---- Records for this task

PR #945, opened 2018-06-27
Fixed libhugetlbfs test

PraveenPenguin:
Fixed libhugetlbfs test 
1-change self.error to self.cancle
2-Removed  root privilege check and used avocado lib param for this
3- added ignore_status=True as a param in process.system to aviod
to error out script when command failed

### DIFF
--- a/memory/libhugetlbfs.py
+++ b/memory/libhugetlbfs.py
@@ -99,7 +99,7 @@ class libhugetlbfs(Test):
                 self.hugetlbfs_dir = os.path.join(self.tmpdir, 'hugetlbfs')
                 os.makedirs(self.hugetlbfs_dir)
             process.system('mount -t hugetlbfs none %s' %
-                           self.hugetlbfs_dir, sudo=True)
+                           self.hugetlbfs_dir, sudo=True, ignore_status=True)
 
         git.get_repo('https://github.com/libhugetlbfs/libhugetlbfs.git',
                      destination_dir=self.workdir)
@@ -191,7 +191,8 @@ class libhugetlbfs(Test):
 
     def tearDown(self):
         if self.hugetlbfs_dir:
-            process.system('umount %s' % self.hugetlbfs_dir)
+            process.system('umount %s' %
+                           self.hugetlbfs_dir, ignore_status=True)
 
 
 if __name__ == "__main__":
--- a/memory/libhugetlbfs.py
+++ b/memory/libhugetlbfs.py
@@ -68,8 +68,8 @@ class libhugetlbfs(Test):
             op = glob.glob("/usr/lib*/libpthread.a")
 
         if not op:
-            self.error("libpthread.a is required!!!"
-                       "\nTry installing glibc-static")
+            self.cancel("libpthread.a is required!!!"
+                        "\nTry installing glibc-static")
 
         # Get arguments:
         self.hugetlbfs_dir = self.params.get('hugetlbfs_dir', default=None)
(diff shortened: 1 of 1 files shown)


memory/libhugetlbfs.py
```diff
@@ -99,7 +99,7 @@ def setUp(self):
                 self.hugetlbfs_dir = os.path.join(self.tmpdir, 'hugetlbfs')
                 os.makedirs(self.hugetlbfs_dir)
             process.system('mount -t hugetlbfs none %s' %
-                           self.hugetlbfs_dir, sudo=True)
+                           self.hugetlbfs_dir, sudo=True, ignore_status=True)
```
harish-24: Test should not continue after this. We may need to cancel if this fails.

memory/libhugetlbfs.py
```diff
@@ -191,7 +191,8 @@ def test(self):
 
     def tearDown(self):
         if self.hugetlbfs_dir:
-            process.system('umount %s' % self.hugetlbfs_dir, sudo=True)
+            process.system('umount %s' % self.hugetlbfs_dir,
+                           sudo=True, ignore_status=True)
```
harish-24: May be a warning would be sufficient here.

memory/libhugetlbfs.py
```diff
@@ -83,11 +83,11 @@ def setUp(self):
                                                       verbose=False,
                                                       shell=True)
             if 'HugePages_' not in Hugepages_support:
-                self.error("No Hugepages Configured")
+                self.cancle("No Hugepages Configured")
```
harish-24: typo: `cancel`. And please correct in commit message too.

memory/libhugetlbfs.py
```diff
@@ -83,11 +83,11 @@ def setUp(self):
...
             memory.set_num_huge_pages(pages_requested)
             pages_available = memory.get_num_huge_pages()
         else:
-            self.error("Kernel does not support hugepages")
+            self.cancle("Kernel does not support hugepages")
```
harish-24: Here too.

memory/libhugetlbfs.py
PraveenPenguin: @harish-24 ah yes will take care

memory/libhugetlbfs.py
PraveenPenguin: no i think we need to come out from test if test is not supported so `cancle` will be good option

memory/libhugetlbfs.py
PraveenPenguin: are you saying we need to have a logger after that if command succeed or failed

harish-24: yes, would be better to let the user know if the command failed.

memory/libhugetlbfs.py
harish-24: i meant the typo :)

memory/libhugetlbfs.py
PraveenPenguin: ah sure my mistake :(

narasimhan-v: @PraveenPenguin typo needs to be changed in commit message as well.

PraveenPenguin:
@narasimhan-v @harish-24 pushed the changes please have a look

memory/libhugetlbfs.py
```diff
@@ -81,7 +78,7 @@ def setUp(self):
         if os.path.exists('/proc/sys/vm/nr_hugepages'):
             Hugepages_support = process.system_output('cat /proc/meminfo',
                                                       verbose=False,
-                                                      shell=True)
+                                                      shell=True, sudo=True)
```
narasimhan-v: The description for sudo says:
```
    :param sudo: Whether the command requires admin privileges to run,
                 so that sudo will be prepended to the command.
                 The assumption here is that the user running the command
                 has a sudo configuration such that a password won't be
                 prompted. If that's not the case, the command will
                 straight out fail.
```

So, should we capture any errors / exceptions here ?

narasimhan-v: Also, this can be a `genio.read_file()` instead.

PraveenPenguin: sure `genio.read_file()` good to use

PraveenPenguin:
@narasimhan-v adopted the change please have a look

PR #947, opened 2018-06-28
Fix: Integrity test cancel on single node systems

harish-24:
Patch cancels tests on machines with single nodes or nodes which has less memory.


narasimhan-v:
@harish-24 can you include the tar diff also into the commit message ?

harish-24:
@narasimhan-v Done.

PR #950, opened 2018-07-03
Handling firewall command for sles 15

narasimhan-v:
SLES 15 has a different firewall disable command than SLES 12.
So, handling the differences with this commit.


Naresh-ibm:
looks good for me. Thanks @narasimhan-v  for this fix.

PR #958, opened 2018-07-06
Fix: ebizzy test to get file from datadir

harish-24:
Patch fixes getting file from datadir, which already had been obtained using get_data method.


nasastry:
@harish-24 Please post the job log.

PraveenPenguin:
@harish-24 thanks for the patch

PR #973, opened 2018-08-09
Hwinfo test 

PraveenPenguin:
Fixed hwinfo test
1- fixed pep8 issue
2- change self.error to self.cancel as if hwinfo package is not installed test should not error out

### DIFF
--- a/ras/hwinfo.py
+++ b/ras/hwinfo.py
@@ -26,6 +26,9 @@ class Hwinfo(Test):
 
     is_fail = 0
 
+    def clear_dmesg(self):
+        process.run("dmesg -C ", sudo=True)
+
     def run_cmd(self, cmd):
         self.log.info("executing ============== %s =================" % cmd)
         if process.system(cmd, ignore_status=True, sudo=True):
@@ -44,6 +47,8 @@ class Hwinfo(Test):
             self.cancel("Fail to install hwinfo required for this test.")
 
     def test(self):
+
+        self.clear_dmesg()
         self.log.info(
             "===============Executing hwinfo tool test===============")
         list = self.params.get('list', default=['--all', '--cpu', '--disk'])
@@ -72,8 +77,7 @@ class Hwinfo(Test):
         self.run_cmd("hwinfo --debug 0 --disk --log=-")
         self.run_cmd("hwinfo --short --block")
         self.run_cmd("hwinfo --disk --save-config=all")
-        if "failed" in process.system_output("hwinfo --disk --save-config"
-                                             "=all | ""grep failed | tail -1",
+        if "failed" in process.system_output("hwinfo --disk --save-config=all",
                                              shell=True):
             self.is_fail += 1
             self.log.info("--save-config option failed")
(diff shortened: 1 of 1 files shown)


ras/hwinfo.py
```diff
@@ -71,8 +72,9 @@ def test(self):
         self.run_cmd("hwinfo --debug 0 --disk --log=-")
         self.run_cmd("hwinfo --short --block")
         self.run_cmd("hwinfo --disk --save-config=all")
-        if "failed" in process.system_output("hwinfo --disk --save-config=all | "
-                                             "grep failed | tail -1", shell=True):
+        if "failed" in process.system_output("hwinfo --disk --save-config"
+                                             "=all | ""grep failed | tail -1",
+                                             shell=True):
```
narasimhan-v: @PraveenPenguin can you change it into native python parsing please ?

PraveenPenguin: sure make sense will do

ras/hwinfo.py
```diff
@@ -71,8 +72,9 @@ def test(self):
         self.run_cmd("hwinfo --debug 0 --disk --log=-")
         self.run_cmd("hwinfo --short --block")
         self.run_cmd("hwinfo --disk --save-config=all")
-        if "failed" in process.system_output("hwinfo --disk --save-config=all | "
-                                             "grep failed | tail -1", shell=True):
+        if "failed" in process.system_output("hwinfo --disk --save-config"
+                                             "=all | ""grep failed | tail -1",
```
kamalesh-babulal: can the above line written as `"=all | grep failed | tail -1",` instead ?

PraveenPenguin: sure , any way i am planning to use native python to parse output

PraveenPenguin:
@narasimhan-v @kamalesh-babulal done with changes can you please review

ras/hwinfo.py
kamalesh-babulal: previously the testcase checks for last message logged into dmesg for hwinfo errors, but with the current change there might be false positives because the check for `failed` is for the whole dmesg those might not be from `hwinfo`. You probably want to clear the `dmesg` before running the test.

PraveenPenguin:
@narasimhan-v @kamalesh-babulal adopted dmesg clear before running test

PraveenPenguin:
@narasimhan-v can you please help to  review this as it think dmesg clear is different functionality  so can go as separate  patch , just want your view on this

ras/hwinfo.py
```diff
@@ -26,6 +26,9 @@ class Hwinfo(Test):
 
     is_fail = 0
 
+    def clear_dmesg(self):
+        process.run("dmesg -C ", sudo=True)
```
narasimhan-v: @PraveenPenguin If there is no option in hwinfo to clear previous erros, then this is an acceptable way.

narasimhan-v:
I will wait for @kamalesh-babulal  to approve

kamalesh-babulal:
Sorry to pick on, how about following commit message ```Adopt python native parsing of the command output. Also introduce dmesg_clear() to empty the dmesg before executing the test, parsing cleared kernel dmesg will eliminate the false negative from previous run test/other programs```

PraveenPenguin:
@kamalesh-babulal thanks for help , i adopt commit message as well

narasimhan-v:
@PraveenPenguin @kamalesh-babulal Thanks

PR #974, opened 2018-08-09
Fix compilation fail on SuSE distros

harish-24:
Compilation fails on SuSE distros due to lack of few packages. This patch fixes it.

### DIFF
--- a/kernel/kernbench.py
+++ b/kernel/kernbench.py
@@ -94,7 +94,7 @@ class Kernbench(Test):
         elif 'SuSE' in detected_distro.name:
             deps.extend(['libpopt0', 'glibc', 'glibc-devel',
                          'popt-devel', 'libcap2', 'libcap-devel',
-                         'libcap-ng-devel'])
+                         'libcap-ng-devel', 'flex', 'bison', 'openssl-devel'])
         elif detected_distro.name in ['centos', 'fedora', 'rhel']:
             deps.extend(['popt', 'glibc', 'glibc-devel', 'libcap-ng',
                          'libcap', 'libcap-devel', 'elfutils-libelf',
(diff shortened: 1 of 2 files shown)


nasastry:
@harish-24 Can you please provide the avocado run output? some thing like the following. Thanks!!
1/1 kernbench.py PASS

kernel/kselftest.py
```diff
@@ -54,7 +54,7 @@ def setUp(self):
                          'libpopt-dev', 'libcap-ng0', 'libcap-ng-dev',
                          'libnuma-dev', 'libfuse-dev', 'elfutils', 'libelf1'])
         elif 'SuSE' in detected_distro.name:
-            deps.extend(['popt', 'glibc', 'glibc-devel', 'popt-devel',
+            deps.extend(['popt', 'glibc', 'glibc-devel', 'popt-devel', 'sudo',
```
PraveenPenguin: why 'sudo' rpm is required i don't think we are running this test on suse on non root user can you please help me here

kernel/kernbench.py
```diff
@@ -94,7 +94,7 @@ def setUp(self):
         elif 'SuSE' in detected_distro.name:
             deps.extend(['libpopt0', 'glibc', 'glibc-devel',
                          'popt-devel', 'libcap2', 'libcap-devel',
-                         'libcap-ng-devel'])
+                         'libcap-ng-devel', 'flex', 'bison', 'openssl-devel'])
```
PraveenPenguin: :+1:

kernel/kselftest.py
harish-24: Yes, that is right. There are tests which by default runs with `sudo` command and hence failing just because command is not found.

harish-24:
(1/1) tests/avocado-misc-tests/kernel/kernbench.py:Kernbench.test: PASS (905.74 s)

kernel/kselftest.py
PraveenPenguin: sure

PR #975, opened 2018-08-13
Added blktests

PraveenPenguin:
Added blktests
Blktests blktests is a test framework for the Linux kernel block layer
and storage stack


kamalesh-babulal:
It will be nice to have more information in the commit message about the test case.

PraveenPenguin:
@kamalesh-babulal updated commit message , thanks for pointing

PR #976, opened 2018-08-13
kernelbench.py: Move bison, flex to common dependencies

kamalesh-babulal:
bison, flex packages names are common across distributions. Move them
to common dependencies list.


PraveenPenguin:
@kamalesh-babulal thanks for patch , @harish-24 @nasastry thanks for ACK

PR #984, opened 2018-08-14
Execute numactl tests sequentially

harish-24:
By default build.make() uses multiple cpus to execute. numactl tests fails sometimes due to parallel execution as it causes background change to numa_hit etc. This patch restricts it by
explicitly specifying -j flag for tests.

### DIFF
--- a/cpu/numactl.py
+++ b/cpu/numactl.py
@@ -70,7 +70,8 @@ class Numactl(Test):
 
     def test(self):
 
-        if build.make(self.sourcedir, extra_args='-k test', ignore_status=True):
+        if build.make(self.sourcedir, extra_args='-k -j 1'
+                      ' test', ignore_status=True):
             if len(memory.numa_nodes_with_memory()) < 2:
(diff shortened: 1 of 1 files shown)


cpu/numactl.py
```diff
@@ -70,7 +70,8 @@ def setUp(self):
 
     def test(self):
 
-        if build.make(self.sourcedir, extra_args='-k test', ignore_status=True):
+        if build.make(self.sourcedir, extra_args='-k -j 1'
```
kamalesh-babulal: How about having the `extra_args` on the same line and `ignore_status` on the next line ?. Just a suggestion, if you do not want to change that's also fine.

harish-24: `pylint` and `pep8` is compliant with the existing way. I would like to keep it this way. Thanks

kamalesh-babulal: It not about the compliance, I was mentioning about the readability. I am ok with it.

PR #993, opened 2018-08-20
Fix: transparent_hugepages test check for THP usage

harish-24:
Sometimes kernel may not be able to use THP depending on the system configuration and the requesting memory block size. At that point existing THP may never change, thus failing the test case.
This patch provides a warning to the user that THP has not been used.

### DIFF
--- a/memory/transparent_hugepages.py
+++ b/memory/transparent_hugepages.py
@@ -101,11 +101,14 @@ class Thp(Test):
                                        ("thp_collapse_alloc"))
 
         # Check whether THP is Used or not
-        if thp_alloted_after <= thp_alloted_before:
+        if thp_alloted_after < thp_alloted_before:
             e_msg = "Thp usage count has not increased\n"
             e_msg += "Before Stress:%d\nAfter stress:%d" % (thp_alloted_before,
                                                             thp_alloted_after)
             self.fail(e_msg)
+        elif thp_alloted_after == thp_alloted_before:
+            self.log.warn("Kernel did not allocate THP. Make sure "
+                          "you run on an apt configuration")
         else:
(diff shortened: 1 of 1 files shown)


harish-24:
@kamalesh-babulal Right. I have modified slightly to bail out in such cases. Thanks for the suggestion.

harish-24:
@kamalesh-babulal Can you have a look?

memory/transparent_hugepages.py
```diff
@@ -101,11 +101,14 @@ def test(self):
                                        ("thp_collapse_alloc"))
 
         # Check whether THP is Used or not
-        if thp_alloted_after <= thp_alloted_before:
+        if thp_alloted_after < thp_alloted_before:
             e_msg = "Thp usage count has not increased\n"
             e_msg += "Before Stress:%d\nAfter stress:%d" % (thp_alloted_before,
                                                             thp_alloted_after)
             self.fail(e_msg)
```
kamalesh-babulal: Sorry for the late review. How is that `thp_alloted_after < thp_alloted_before` is an error condition whereas `thp_alloted_after == thp_alloted_before` is not ? As per the test condition, if we do not increase allocation count there might be one of the two reasons:

1.  System misconfiguration and we need to bailout
2.  Issue in the THP code

How are you checking for the second case, where you know that the system can allocate memory but failed to do so ?

PraveenPenguin:
@harish-24 @kamalesh-babulal what is the next step here

harish-24:
@PraveenPenguin @kamalesh-babulal As I have concluded with the discussions offline that there is no way to verify whether THP would be provided by the kernel, the existing code holds good. Closing this as it is better to fail even if the kernel cannot allocate THP.

PR #797, opened 2018-09-07
Implement the `Iterator` trait for JS iterators

### LINKED ISSUE #777: Implement Rust's `Iterator` trait for `js_sys::Iterator`
with `type Item = Result<JsValue, JsValue>;` meaning that it unpacks the value from the returned `js_sys::IteratorNext`

alexcrichton:
This commit implements the standard library's `Iterator` trait for the
`js_sys::Iterator` type, using the iterator protocol described on [MDN]

Closes #777

[MDN]: https://developer.mozilla.org/en-US/docs/Web/JavaScript/Reference/Iteration_protocols

### DIFF
--- a/crates/js-sys/src/lib.rs
+++ b/crates/js-sys/src/lib.rs
@@ -1174,6 +1174,79 @@ extern {
     pub fn next(this: &Iterator) -> Result<IteratorNext, JsValue>;
 }
 
+pub struct Iter<'a> {
+    js: &'a Iterator,
+    state: IterState,
+}
+
+pub struct IntoIter {
+    js: Iterator,
+    state: IterState,
+}
+
+struct IterState {
+    done: bool,
+}
+
+impl<'a> IntoIterator for &'a Iterator {
+    type Item = Result<JsValue, JsValue>;
+    type IntoIter = Iter<'a>;
+
+    fn into_iter(self) -> Iter<'a> {
+        Iter { js: self, state: IterState::new() }
+    }
+}
+
+impl<'a> std::iter::Iterator for Iter<'a> {
+    type Item = Result<JsValue, JsValue>;
+
+    fn next(&mut self) -> Option<Self::Item> {
+        self.state.next(self.js)
+    }
+}
+
+impl IntoIterator for Iterator {
+    type Item = Result<JsValue, JsValue>;
+    type IntoIter = IntoIter;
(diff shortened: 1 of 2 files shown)


crates/js-sys/src/lib.rs
```diff
@@ -1174,6 +1174,20 @@ extern {
...
 }
 
+impl std::iter::Iterator for Iterator {
+    type Item = JsValue;
+
+    fn next(&mut self) -> Option<JsValue> {
+        let val = Iterator::next(&*self)
+            .expect("JS object didn't obey iterator protocol");
+        if val.done() {
+            None
```
fitzgen: I *thought* this was wrong, and that if both done and value are present (happens when returning from a generator), that we should add the value to the iterator, but it seems that it doesn't get into the iterable in JS:

done-and-value

Carry on!

crates/js-sys/src/lib.rs
```diff
@@ -1174,6 +1174,20 @@ extern {
     pub fn next(this: &Iterator) -> Result<IteratorNext, JsValue>;
 }
 
+impl std::iter::Iterator for Iterator {
+    type Item = JsValue;
+
+    fn next(&mut self) -> Option<JsValue> {
+        let val = Iterator::next(&*self)
+            .expect("JS object didn't obey iterator protocol");
```
fitzgen: Iterables (such as generators) can totally throw, and it isn't really violating the protocol :-/

generator-throws

I think we should have `Iterator<Item = Result<JsValue, JsValue>>` and then fuse the iterator such that calling next after the first `Err` always returns `None` and doesn't call back into JS again.

alexcrichton: Interesting! 

I don't think we could auto-fuse though unless we start setting a JS property on the iterator (which seems icky) or have a wrapper in Rust. I'd be ok returning a `Result<JsValue, JsValue>` but that would make fusing difficult for sure

fitzgen: I think the fusing is important for combinators and `.collect()` to work correctly.

Perhaps we should implement `IntoIterator` for `&'a js_sys::Iterator` witha  custom type that has a `bool` for fusing?

alexcrichton:
`IntoIterator` sounds like a great idea to me, updated to that!

PR #798, opened 2018-09-07
Event listeners are also callbacks

fitzgen:
Not sure when it makes sense to land this -- once we support callback interfaces, so we can actually test this?

### DIFF
--- a/crates/web-sys/webidls/enabled/EventListener.webidl
+++ b/crates/web-sys/webidls/enabled/EventListener.webidl
@@ -10,6 +10,8 @@
  * liability, trademark and document use rules apply.
  */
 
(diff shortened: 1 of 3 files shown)


fitzgen:
Also, these method name manglings will suck :-/

alexcrichton:
Hm so before we commit to this, how does this work in browsers? How does Gecko accept a function instead of just the callback interface?

fitzgen:
> How does Gecko accept a function instead of just the callback interface?

Asking some firefox DOM folks...

fitzgen:
Hm, actualyl I think we might not want to merge this: https://heycam.github.io/webidl/#es-user-objects

PR #803, opened 2018-09-10
Change how filtering is done in WebIDL

### LINKED ISSUE #802: web-sys: required Cargo features aren't exhaustive
For example `Window::fetch_with_str`'s [requirement list](https://rustwasm.github.io/wasm-bindgen/api/web_sys/struct.Window.html#method.fetch_with_str) only includes the `Window` feature but to actually get access to the  function, you need at least `Window`, `Request`, and `Response`.

alexcrichton:
Instead of actually modifying the `FirstPassRecord` let's instead just skip
relevant entries when we come across them. This should help us retain knowledge
that `optional SomeImportedType arg` can be bound even though `SomeImportedType`
may not exist.

One small tweak was needed to modify the AST afterwards to remove `extends`
annotations which aren't actually defined, but other than that this should...

Closes #802

### DIFF
--- a/crates/backend/src/defined.rs
+++ b/crates/backend/src/defined.rs
@@ -289,6 +289,9 @@ impl ImportedTypes for ast::ImportType {
         F: FnMut(&Ident, ImportedTypeKind),
     {
         f(&self.rust_name, ImportedTypeKind::Definition);
+        for class in self.extends.iter() {
+            f(class, ImportedTypeKind::Reference);
+        }
     }
 }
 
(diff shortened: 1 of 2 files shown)


fitzgen:
https://travis-ci.org/rustwasm/wasm-bindgen/jobs/426774974#L990-L1006

```
error[E0432]: unresolved import `web_sys::RequestInit`
-->examples/fetch/src/lib.rs:12:24
|
12|use web_sys::{Request, RequestInit, RequestMode, Response, Window};
|^^^^^^^^^^^no `RequestInit` in the root
error[E0599]: no function or associated item named `new_with_str_and_init` found for type `web_sys::Request` in the current scope
-->examples/fetch/src/lib.rs:49:15
|
49|    let req = Request::new_with_str_and_init("https://api.github.com/repos/rustwasm/wasm-bindgen/branches/master", &request_options).unwrap();
|^^^^^^^^^^^^^^^^^^^^^^^^^^^^^^function or associated item not found in `web_sys::Request`
Some errors occurred: E0432, E0599.
For more information about an error, try `rustc --explain E0432`.
error: Could not compile `fetch`.
```

PR #804, opened 2018-09-10
Expand LongLong to `(i32 or f64)` instead of `i64`

### LINKED ISSUE #800: BigInt doesn't play nicely with WebGL bindings
I've been experimenting with the `WebGLRenderingContext` bindings, and I've discovered that there's a weird interaction between the WebIDL types, `wasm-bindgen`'s type mapping, and what browsers actually support in their WebGL implementations. Basically, there are several methods which take a `GLintptr`, which is a `long long`, which `wasm-bindgen` maps to `i64` and `BigInt`. But the actual API throws an exception if you pass it a `BigNum`. Using an `i32` or `u32` seems to work fine.

The simple solution would seem to be changing the definition of `GLintptr` in the WebIDL, but is there another alternative that isn't so hacky?

alexcrichton:
This commit tweaks WebIDL expansion of the "long long" and "unsigned long long"
types to expand to a union of an 32-bit integer and a double. This reflects how
almost none of the APIs on the web today actually work with a `BigInt` (what the
previous Rust type of `i64` translates to) and how JS itself fundamentally
operates with these APIs.

Eventually this may not be necessary if we can natively connect to C++ engines
with the `i64` type, but until that day comes this should provide more useful
interfaces as they shoudl work in all browsers.

Closes #800

### DIFF
--- a/crates/webidl-tests/consts.rs
+++ b/crates/webidl-tests/consts.rs
@@ -26,11 +26,6 @@ fn ints() {
     assert_eq!(ConstLong::IMAX, i32::max_value());
     assert_eq!(ConstLong::UMIN, u32::min_value());
     assert_eq!(ConstLong::UMAX, u32::max_value());
-
-    assert_eq!(ConstLongLong::IMIN, i64::min_value());
-    assert_eq!(ConstLongLong::IMAX, i64::max_value());
-    assert_eq!(ConstLongLong::UMIN, u64::min_value());
-    assert_eq!(ConstLongLong::UMAX, u64::max_value());
 }
 
 #[wasm_bindgen_test]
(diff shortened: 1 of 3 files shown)


fitzgen:
https://travis-ci.org/rustwasm/wasm-bindgen/jobs/426788978#L647

```
error[E0599]: no associated item named `IMIN` found for type `consts::ConstLongLong` in the current scope
-->crates/webidl-tests/consts.rs:30:16
|
30|    assert_eq!(ConstLongLong::IMIN, i64::min_value());
|^^^^^^^^^^^^^^^^^^^associated item not found in `consts::ConstLongLong`
```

--------

**Requirement**
The lines to copy are those above that contain the string "GLintptr".

**Solution**
I've been experimenting with the `WebGLRenderingContext` bindings, and I've discovered that there's a weird interaction between the WebIDL types, `wasm-bindgen`'s type mapping, and what browsers actually support in their WebGL implementations. Basically, there are several methods which take a `GLintptr`, which is a `long long`, which `wasm-bindgen` maps to `i64` and `BigInt`. But the actual API throws an exception if you pass it a `BigNum`. Using an `i32` or `u32` seems to work fine.
The simple solution would seem to be changing the definition of `GLintptr` in the WebIDL, but is there another alternative that isn't so hacky?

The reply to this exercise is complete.